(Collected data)
PR #2638, opened 2023-12-14
Change STOP_N for rad_frequency_2 cime test

bartgol:
In view of PR that forces restarts to coincide with rad steps, we change the time horizon of the rad supercycling test, so that when we test PR #2636 we don't risk to ignore DIFFs for the wrong reason.


bartgol:
DIFF is expected (we run the code one extra step).

brhillman (approved):

PR #2640, opened 2023-12-14
Add "append" attribute to namelist defaults

bartgol:
The new parameter is meant to simplify the input file in case of very long arrays, whose entries depend on case settings. As an example, consider this parameter
```
<my_param type="array(string)">string1, ..., string 10</my_param>
<my_param hgrid="foo">string1, ..., string 10, string11, string12</my_param>
<my_param COMPSET="ONE" hgrid="foo">string1, ..., string 10, string11, string13, string14</my_param>
<my_param COMPSET="TWO" hgrid="foo">string1, ..., string 10, string11, string15, string16</my_param>
<my_param COMPSET="ONE" hgrid="bar">string1, ..., string 10, string12, string13, string14</my_param>
<my_param COMPSET="TWO" hgrid="bar">string1, ..., string 10, string12, string15, string16</my_param>
```
This can easily make the nameslist defaults xml file long. With this PR, we can now do
```
<my_param type="array(string)">string1, ..., string 10</my_param>
<my_param hgrid="foo" append="base">string11</my_param>
<my_param hgrid="bar" append="base">string12</my_param>
<my_param COMPSET="ONE" append="last">string13, string14</my_param>
<my_param COMPSET="TWO" append="last">string15, string16</my_param>
```
The value `append="base"` is probably not needed in most cases (all?), since you can probably rearrange the entries in such a way that `last` will be ok. But I can imagine we may have lots of selectors, with so many combinations that you _may_ want to "reset" to the base case before appending new params, to make life easier. If that never happens, we may consider removing the 'base' version, and only have `append="true"`.

Note: this new attribute is only supported if `type="array(T)"` for some T (I didn't think it made sense for other parameters.

### DIFF
--- a/components/eamxx/cime_config/buildlib_cmake
+++ b/components/eamxx/cime_config/buildlib_cmake
@@ -25,9 +25,16 @@ def buildlib(bldroot, installpath, case):
     expect (len(tokens) % 2 == 0, "Error! SCREAM_CMAKE_OPTIONS should contain a string of the form 'option1 value1 option2 value2 ...'\n")
     it = iter(tokens)
 
-    cmake_args = ""
+    # Parse all options and put them in a dict first. This allows to overwrite options via
+    #  ./xmlchange --append SCRAM_CMAKE_OPTIONS="NAME VALUE"
+    # rather than having to reset them all, running ./xmlquery first to see what the others are
+    cmake_args_dict = {}
     for item in it:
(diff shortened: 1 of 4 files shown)


jgfouca (approved):

bartgol:
Since Jim approved, and the last commit was just a pylint fix, I'm going to merge.

PR #2641, opened 2023-12-16
EAMxx, Ascent: Work around apparent --fmad=false bug.

ambrad:
Nondeterminism on Ascent in RRMTGP in debug CIME-based tests appears to result from --fmad=false, counterintuitively. Possibly there is a bug in nvcc. In any case, work around this issue.

### DIFF
--- a/components/eamxx/src/dynamics/homme/CMakeLists.txt
+++ b/components/eamxx/src/dynamics/homme/CMakeLists.txt
@@ -117,7 +117,22 @@ macro (CreateDynamicsLib HOMME_TARGET NP PLEV QSIZE)
     if (HOMME_ENABLE_COMPOSE)
       target_link_libraries (${hommeLibName} composec++)
     endif()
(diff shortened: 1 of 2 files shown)


ambrad:
I'm not sure I want to merge this, but I want at least to check how the AT tests do. I might check if knowledge of the machine is available at the build-system level at which this workaround is done.

bartgol:
Diffs are likely due to the upstream merge. I just launched the job to regenerate baselines. We'll see what the next AT run says.

ambrad:
I've added a commit to isolate the workaround to just Ascent.

ambrad:
ERS_D_Ln21_P1x1.ne4pg2_ne4pg2.F2010-SCREAMv1.ascent_gnugpu.scream-rad_frequency_2 passes ~36 times in a row now (still running), whereas before it would fail in almost always <4 tries.

bartgol (approved):

PR #2644, opened 2023-12-21
Allow to construct a Field from a pre-existing view

bartgol:
This can be handy when we have pre-existing views, but still want to use routines/data-structures that require a Field.

### DIFF
--- a/components/eamxx/src/share/field/field_impl.hpp
+++ b/components/eamxx/src/share/field/field_impl.hpp
@@ -10,8 +10,7 @@
 namespace scream
 {
 
-template<typename ViewT,
-         typename = typename std::enable_if<Kokkos::is_view<ViewT>::value>::type>
+template<typename ViewT, typename>
 Field::
 Field (const identifier_type& id,
        const ViewT& view_d)
--- a/components/eamxx/src/share/field/field_impl.hpp
+++ b/components/eamxx/src/share/field/field_impl.hpp
@@ -5,8 +5,85 @@
 #include "share/util/scream_array_utils.hpp"
 #include "share/util/scream_universal_constants.hpp"
 
+#include <ekat/ekat_type_traits.hpp>
+
 namespace scream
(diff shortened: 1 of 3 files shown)


components/eamxx/src/share/field/field_impl.hpp
```diff
@@ -5,9 +5,86 @@
...
+        " - field name: " + id.name() + "\n"
+        " - layout last dim: " + std::to_string(fl.dims()[N-1]) + "\n"
+        " - view last dim: " + std::to_string(view_d.extent(N-1)) + "\n"); 
+
+    // We have a padded view. We don't know what the pack size was, so we pick the largest
+    // power of 2 that divides the last extent
+    auto last_view_dim = view_d.extent_int(N-1);
+    int last_fl_dim    = fl.dims().back();
+
+    // This should get the smallest pow of 2 that gives npacks*pack_size==view_last_dim
```
AaronDonahue, line 60: Won't this always be pow2 = 1?  Since no matter what a packsize of 2 should always fit?

bartgol: No. Say that the physical dim is 24, and the view was allocated with pack size 16, so it has a last extent 32. With `ps=2` you get
```
npacks = (24 + 2 - 1) / 2 = 12;
packed_length = 12 * 2 = 24;
```
Since `24!=36`, `ps=2` is not accepted. Everything up to 8 is rejected, since with `ps=1,2,4,8` you can fit 24 exactly, with no padding, so you would get `packed_length=24`. Only for `ps=16` you start to have padding, and you indeed get 2 packs, with `packed_length = 16 * 2 = 32`, which matches the view extent, and is therefore accepted.

bartgol:
The unit test seems to pass on mappy when I run it, so this is ready for final testing and review.

AaronDonahue (approved):

PR #308, opened 2020-03-21
Aarondonahue/lc testing

AaronDonahue:
Update machine config files for Livermore Computing to facilitate running E3SM tests from CIME.

Also fixed an issue in the Yaml CMAKE file that broke the FSCREAM-SA tests when run in CIME.

PR #2794, opened 2024-04-23
Adds MAM4xx: Aerosol Cloud Interactions (ACI) interface

singhbalwinder:
This PR connects MAM4xx’s Aerosol Cloud Interactions (ACI) codes to EAMxx using an interface. Since the cmake option, `SCREAM_ENABLE_MAM` is always `ON`, this code is always compiled with the EAMxx codebase. ACI is added as an EAMxx process with the ability to turn it on/off using the label `mam4_aci` in the ` namelist_scream.xml` file.  The atmchange command to invoke this process in a CIME simulation is:
 
`./atmchange mac_aero_mic::atm_procs_list="tms,shoc,cldFraction,mam4_aci,p3"`

To set up a test with the above configuration, use the following commands:
```
cd cime/scripts
./create_test SMS_D_P32x1_Ln5.ne4pg2_oQU480.F2010-SCREAMv1-MPASSI.<machine>_<compiler>.scream-mam4xx-aci -t <test id> -p <project id>
```
Where,
`<machine>` is the machine name
`<compiler>` is the compiler to use on the machine
`<test id >` is a unique string test identifier
`<project id>` is the allocation project to charge

`scream-mam4xx-aci ` is the test modifier that adds `mam4_aci` to the `mac_aero_mic` process list and increase the number of tracers to 41.
 
ACI invokes the following sub-processes:
1.     Ice nucleation
2.     Droplet activation
3.     Heterogeneous freezing
 
The output from the processes above is used by the P3 microphysics scheme:
1.     Number of activated aerosol for ice nucleation[#/kg]
2.     Tendency in droplet number mixing ratio [#/kg/s]
3.     Heterogeneous freezing by immersion nucleation [cm^-3 s^-1]
4.     Heterogeneous freezing by contact nucleation [cm^-3 s^-1]
5.     Heterogeneous freezing by deposition nucleation [cm^-3 s^-1]

Other outputs:
 Cloudborne and interstitial aerosols
 
ACI also needs input from the SHOC process, so a new code has been added to get those inputs from SHOC.
 
### Testing
 We added 1 single process, 4 multi process, and 1 CIME low-resolution test in EAMxx. These are all smoke tests. MAM4xx has its validation testing suites where we validate all MAM4xx codes. Manual end-to-end validation was done for the entire ACI interface and the results were exactly the same as EAMv2 grid cells up to single precision. We don’t expect an exact match till double precision as the computing environments are different for both runs.
 
### Figures from model analysis
[figure_mam_aci_850hPa_ncdact_daily_avg.pdf](https://github.com/E3SM-Project/scream/files/15441981/figure_mam_aci_850hPa_ncdact_daily_avg.pdf)
[figure_mam_aci_850hPa_mass_SO4_daily_avg.pdf](https://github.com/E3SM-Project/scream/files/15441982/figure_mam_aci_850hPa_mass_SO4_daily_avg.pdf)
[figure_mam_aci_850hPa_mass_POM_daily_avg.pdf](https://github.com/E3SM-Project/scream/files/15441983/figure_mam_aci_850hPa_mass_POM_daily_avg.pdf)
[figure_mam_aci_850hPa_ccn_0p5_daily_avg.pdf](https://github.com/E3SM-Project/scream/files/15441984/figure_mam_aci_850hPa_ccn_0p5_daily_avg.pdf)
[figure_mam_aci_850hPa_mass_SOA_daily_avg.pdf](https://github.com/E3SM-Project/scream/files/15441985/figure_mam_aci_850hPa_mass_SOA_daily_avg.pdf)
[figure_mam_aci_850hPa_ccn_0p1_daily_avg.pdf](https://github.com/E3SM-Project/scream/files/15441986/figure_mam_aci_850hPa_ccn_0p1_daily_avg.pdf)
[figure_mam_aci_850hPa_ccn_0p2_daily_avg.pdf](https://github.com/E3SM-Project/scream/files/15441987/figure_mam_aci_850hPa_ccn_0p2_daily_avg.pdf)
[figure_mam_aci_850hPa_nc_daily_avg.pdf](https://github.com/E3SM-Project/scream/files/15441988/figure_mam_aci_850hPa_nc_daily_avg.pdf)

### Standalone Test Timings (Compy):

Label Time Summary:
PEM                 =  33.83 sec*proc (60 tests)
bfbhash             =   4.82 sec*proc (1 test)
check               =   6.40 sec*proc (1 test)
cld                 = 11128.37 sec*proc (81 tests)
cld_fraction        =   4.26 sec*proc (1 test)
cosp                =  53.82 sec*proc (4 tests)
diagnostics         = 494.54 sec*proc (4 tests)
dp                  = 1386.93 sec*proc (7 tests)
driver              = 13326.49 sec*proc (90 tests)
dynamics            = 7971.84 sec*proc (53 tests)
fail                =   5.29 sec*proc (1 test)
**mam4_aci**            = **2367.73** sec*proc **(35** **tests)**
mam4_optics         = 2755.88 sec*proc (21 tests)
nudging             = 717.58 sec*proc (4 tests)
p3                  = 11309.07 sec*proc (92 tests)
pg2                 = 497.80 sec*proc (10 tests)
physics             = 13090.69 sec*proc (153 tests)
rrtmgp              = 11457.10 sec*proc (90 tests)
shoc                = 11505.12 sec*proc (102 tests)
spa                 = 4093.34 sec*proc (34 tests)
surface_coupling    =  49.41 sec*proc (4 tests)
tms                 = 1884.11 sec*proc (14 tests)

### Important notes:
1.     The code that uses output from the heterogeneous freezing is currently missing in P3. We will port and add that code in a follow-up PR.
2.     This PR uses a branch of MAM4xx. Once we have all the changes from the branch merged in MAM4xx main, we will switch the submodule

What is being asked
From the entries above, copy out every line where the string "processes" appears.

Answer for the task
ACI invokes the following sub-processes:
The output from the processes above is used by the P3 microphysics scheme:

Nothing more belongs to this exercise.